# outfit for spanish mackerel?



## bluefish1928 (Jun 9, 2007)

For next year i plan on using the following upgraded outfit to cast sting silvers for spanish mackerel:

1 piece 8 foot foot lamiglas ron arra surf rod 

daiwa emblem xi 3000(discontinued a while back) holds 10/200 yards or mono cast a somewhat longcast spool design like the current inshore special, tierra, and advantage

1.25 oz sting silvers

plan on using 10 or 12 pound test mono or braid, any recommendations for braid(should i use 12, 14, or 20 pound test braid)?
casting while wading in the surf and sometimes off jetties.
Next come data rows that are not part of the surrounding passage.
PR #4701, opened 2020-08-19
Identify minikube cluster for any profile name

### LINKED ISSUE #3668: enable skaffold to work on minikube profiles

gsquared94:
Fixes #3668

### Description
Currently we need to explicitly specify the minikube profile name as a skaffold flag or limit it to only 'minikube'. This PR introduces several checks for detecting a minikube cluster so that the flag will no longer be required and we can name the cluster anything.
We check:
- The context is 'minikube', or
- ~~The k8s nodes have a minikube label (refer https://github.com/kubernetes/minikube/pull/6717), or~~
- The cluster certificate path is within the `~/.minikube` directory (refer [this](https://github.com/GoogleContainerTools/skaffold/pull/4701#pullrequestreview-474795316) comment), or
- The `minikube profile list` returns a config name matching the context, and
- If the minikube driver is a VM then the node IP should also match the k8s api server url

### DIFF
--- a/pkg/skaffold/cluster/minikube.go
+++ b/pkg/skaffold/cluster/minikube.go
@@ -67,7 +67,7 @@ func (clientImpl) IsMinikube(kubeContext string) bool {
 	if kubeContext == constants.DefaultMinikubeContext {
 		return true
 	}
-	if _, err := minikubeBinaryFunc();  err != nil {
+	if _, err := minikubeBinaryFunc(); err != nil {
 		logrus.Tracef("Minikube cluster not detected: %v", err)
 		return false
 	}
--- a/pkg/skaffold/cluster/minikube.go
+++ b/pkg/skaffold/cluster/minikube.go
@@ -67,8 +67,7 @@ func (clientImpl) IsMinikube(kubeContext string) bool {
 	if kubeContext == constants.DefaultMinikubeContext {
 		return true
 	}
-	_, err := minikubeBinaryFunc()
-	if err != nil {
+	if _, err := minikubeBinaryFunc();  err != nil {
 		logrus.Tracef("Minikube cluster not detected: %v", err)
 		return false
 	}
--- a/pkg/skaffold/cluster/minikube.go
+++ b/pkg/skaffold/cluster/minikube.go
@@ -65,24 +65,24 @@ func (clientImpl) IsMinikube(kubeContext string) bool {
 	}
 	_, err := minikubeBinaryFunc()
 	if err != nil {
-		logrus.Debugf("Minikube cluster not detected: %v", err)
+		logrus.Tracef("Minikube cluster not detected: %v", err)
 		return false
 	}
 
 	if ok, err := matchClusterCertPath(kubeContext); err != nil {
-		logrus.Debugf("failed to match cluster certificate path: %v", err)
+		logrus.Tracef("failed to match cluster certificate path: %v", err)
 	} else if ok {
 		logrus.Debugf("Minikube cluster detected: cluster certificate for context %q found inside the minikube directory", kubeContext)
 		return true
 	}
 
 	if ok, err := matchProfileAndServerURL(kubeContext); err != nil {
-		logrus.Debugf("failed to match minikube profile: %v", err)
+		logrus.Tracef("failed to match minikube profile: %v", err)
 	} else if ok {
 		logrus.Debugf("Minikube cluster detected: context %q has matching profile name or server url", kubeContext)
 		return true
 	}
-	logrus.Debugf("Minikube cluster not detected for context %q", kubeContext)
+	logrus.Tracef("Minikube cluster not detected for context %q", kubeContext)
 	return false
 }
 
@@ -138,7 +138,7 @@ func matchProfileAndServerURL(kubeContext string) (bool, error) {
 		return false, fmt.Errorf("getting kubernetes server url: %w", err)
 	}
 
-	logrus.Debugf("kubernetes server url: %s", apiServerURL)
+	logrus.Tracef("kubernetes server url: %s", apiServerURL)
 
 	ok, err := matchServerURLFor(kubeContext, apiServerURL)
 	if err != nil {
--- a/pkg/skaffold/cluster/minikube.go
+++ b/pkg/skaffold/cluster/minikube.go
@@ -24,14 +24,14 @@ import (
 	"net/url"
 	"os"
 	"os/exec"
+	"path/filepath"
 
 	"github.com/sirupsen/logrus"
-	v1 "k8s.io/apimachinery/pkg/apis/meta/v1"
 	"k8s.io/apimachinery/pkg/runtime/schema"
 	"k8s.io/client-go/rest"
+	"k8s.io/client-go/util/homedir"
 
 	"github.com/GoogleContainerTools/skaffold/pkg/skaffold/constants"
-	k8s "github.com/GoogleContainerTools/skaffold/pkg/skaffold/kubernetes/client"
 	"github.com/GoogleContainerTools/skaffold/pkg/skaffold/kubernetes/context"
 	"github.com/GoogleContainerTools/skaffold/pkg/skaffold/util"
 )
@@ -42,6 +42,7 @@ var GetClient = getClient
 var (
 	minikubeBinaryFunc      = minikubeBinary
 	getRestClientConfigFunc = context.GetRestClientConfig
+	getClusterInfo          = context.GetClusterInfo
 )
 
 type Client interface {
@@ -65,13 +66,13 @@ func (clientImpl) IsMinikube(kubeContext string) bool {
 	_, err := minikubeBinaryFunc()
 	if err != nil {
 		logrus.Debugf("Minikube cluster not detected: %v", err)
-		return false // minikube binary not found
+		return false
 	}
 
-	if ok, err := matchNodeLabel(kubeContext); err != nil {
-		logrus.Debugf("failed to check minikube node labels: %v", err)
+	if ok, err := matchClusterCertPath(kubeContext); err != nil {
+		logrus.Debugf("failed to match cluster certificate path: %v", err)
 	} else if ok {
-		logrus.Debugf("Minikube cluster detected: context %q nodes have minikube labels", kubeContext)
+		logrus.Debugf("Minikube cluster detected: cluster certificate for context %q found inside the minikube directory", kubeContext)
 		return true
 	}
 
@@ -112,20 +113,16 @@ func minikubeBinary() (string, error) {
 	return filename, nil
 }
 
-func matchNodeLabel(kubeContext string) (bool, error) {
-	client, err := k8s.Client()
+// matchClusterCertPath checks if the cluster certificate for this context is from inside the minikube directory
+func matchClusterCertPath(kubeContext string) (bool, error) {
+	c, err := getClusterInfo(kubeContext)
 	if err != nil {
-		return false, fmt.Errorf("getting Kubernetes client: %w", err)
+		return false, fmt.Errorf("getting kubernetes config: %w", err)
 	}
-	opts := v1.ListOptions{
-		LabelSelector: fmt.Sprintf("minikube.k8s.io/name=%s", kubeContext),
-		Limit:         100,
+	if c.CertificateAuthority == "" {
+		return false, nil
 	}
-	l, err := client.CoreV1().Nodes().List(opts)
-	if err != nil {
-		return false, fmt.Errorf("listing nodes with matching label: %w", err)
-	}
-	return l != nil && len(l.Items) > 0, nil
+	return util.IsSubPath(minikubePath(), c.CertificateAuthority), nil
 }
 
 // matchProfileAndServerURL checks if kubecontext matches any valid minikube profile
@@ -183,6 +180,18 @@ func matchServerURLFor(kubeContext string, serverURL *url.URL) (bool, error) {
 		}
 	}
 	return false, nil
+}
+
+// minikubePath returns the path to the user's minikube dir
+func minikubePath() string {
+	minikubeHomeEnv := os.Getenv("MINIKUBE_HOME")
+	if minikubeHomeEnv == "" {
+		return filepath.Join(homedir.HomeDir(), ".minikube")
+	}
+	if filepath.Base(minikubeHomeEnv) == ".minikube" {
+		return minikubeHomeEnv
+	}
+	return filepath.Join(minikubeHomeEnv, ".minikube")
 }
 
 type data struct {
--- a/pkg/skaffold/cluster/minikube.go
+++ b/pkg/skaffold/cluster/minikube.go
@@ -20,7 +20,6 @@ import (
 	"encoding/json"
 	"errors"
 	"fmt"
-	"log"
 	"net/url"
 	"os"
 	"os/exec"
@@ -43,6 +42,11 @@ var (
 	minikubeBinaryFunc      = minikubeBinary
 	getRestClientConfigFunc = context.GetRestClientConfig
 	getClusterInfo          = context.GetClusterInfo
+)
+
+const (
+	VirtualBox = "virtualbox"
+	HyperKit   = "hyperkit"
 )
 
 type Client interface {
@@ -148,11 +152,7 @@ func matchProfileAndServerURL(kubeContext string) (bool, error) {
 }
 
 func matchServerURLFor(kubeContext string, serverURL *url.URL) (bool, error) {
-	cmd, err := minikubeExec("profile", "list", "-o", "json")
-	if err != nil {
-		return false, fmt.Errorf("executing minikube command: %w", err)
-	}
-
+	cmd, _ := minikubeExec("profile", "list", "-o", "json")
 	out, err := util.RunCmdOut(cmd)
 	if err != nil {
 		return false, fmt.Errorf("getting minikube profiles: %w", err)
@@ -160,7 +160,7 @@ func matchServerURLFor(kubeContext string, serverURL *url.URL) (bool, error) {
 
 	var data data
 	if err = json.Unmarshal(out, &data); err != nil {
-		log.Fatal(fmt.Errorf("failed to unmarshal data: %w", err))
+		return false, fmt.Errorf("failed to unmarshal data: %w", err)
 	}
 
 	for _, v := range data.Valid {
@@ -168,7 +168,7 @@ func matchServerURLFor(kubeContext string, serverURL *url.URL) (bool, error) {
 			continue
 		}
 
-		if v.Config.Driver != "hyperkit" && v.Config.Driver != "virtualbox" {
+		if v.Config.Driver != HyperKit && v.Config.Driver != VirtualBox {
 			// Since node IPs don't match server API for other drivers we assume profile name match is enough.
 			// TODO: Revisit once https://github.com/kubernetes/minikube/issues/6642 is fixed
 			return true, nil
--- a/pkg/skaffold/cluster/minikube.go
+++ b/pkg/skaffold/cluster/minikube.go
@@ -1,0 +1,206 @@
+/*
+Copyright 2020 The Skaffold Authors
+
+Licensed under the Apache License, Version 2.0 (the "License");
+you may not use this file except in compliance with the License.
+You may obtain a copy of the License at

previously i jigged for spanish off piers, jerked got-cha plugs and slang some metal for spanish before using a cheap 7 foot fast action graphite rod, but want a serious upgrade now.


----------



## SmoothLures (Feb 13, 2008)

Setup seems fine... I'd go with 14 lb Fireline, original or Crystal. 20-30 lb mono or flouro bite leader.


----------



## Fishman (Apr 23, 2000)

id go with the 20lb power pro


----------



## Slammer (Nov 8, 2005)

Daiwa SS 2600 would work nice as well.


----------



## bluefish1928 (Jun 9, 2007)

i would like to get a daiwa ss but im just keeping with the tackle i have. i happen to have the daiwa emblem as a gift from a while back and won the rod in a giveaway a couple of months ago


----------



## Drumboy (Jan 25, 2008)

I wouldn't too small with braid cause you're gunna be slinging that stingsilver and the smaller the diameter.... you take the risk of slicing open your finger


----------



## KingKrimpet (Jul 1, 2008)

Drumboy said:


> I wouldn't too small with braid cause you're gunna be slinging that stingsilver and the smaller the diameter.... you take the risk of slicing open your finger


Waterproof tape!


----------



## NcRon (Dec 15, 2007)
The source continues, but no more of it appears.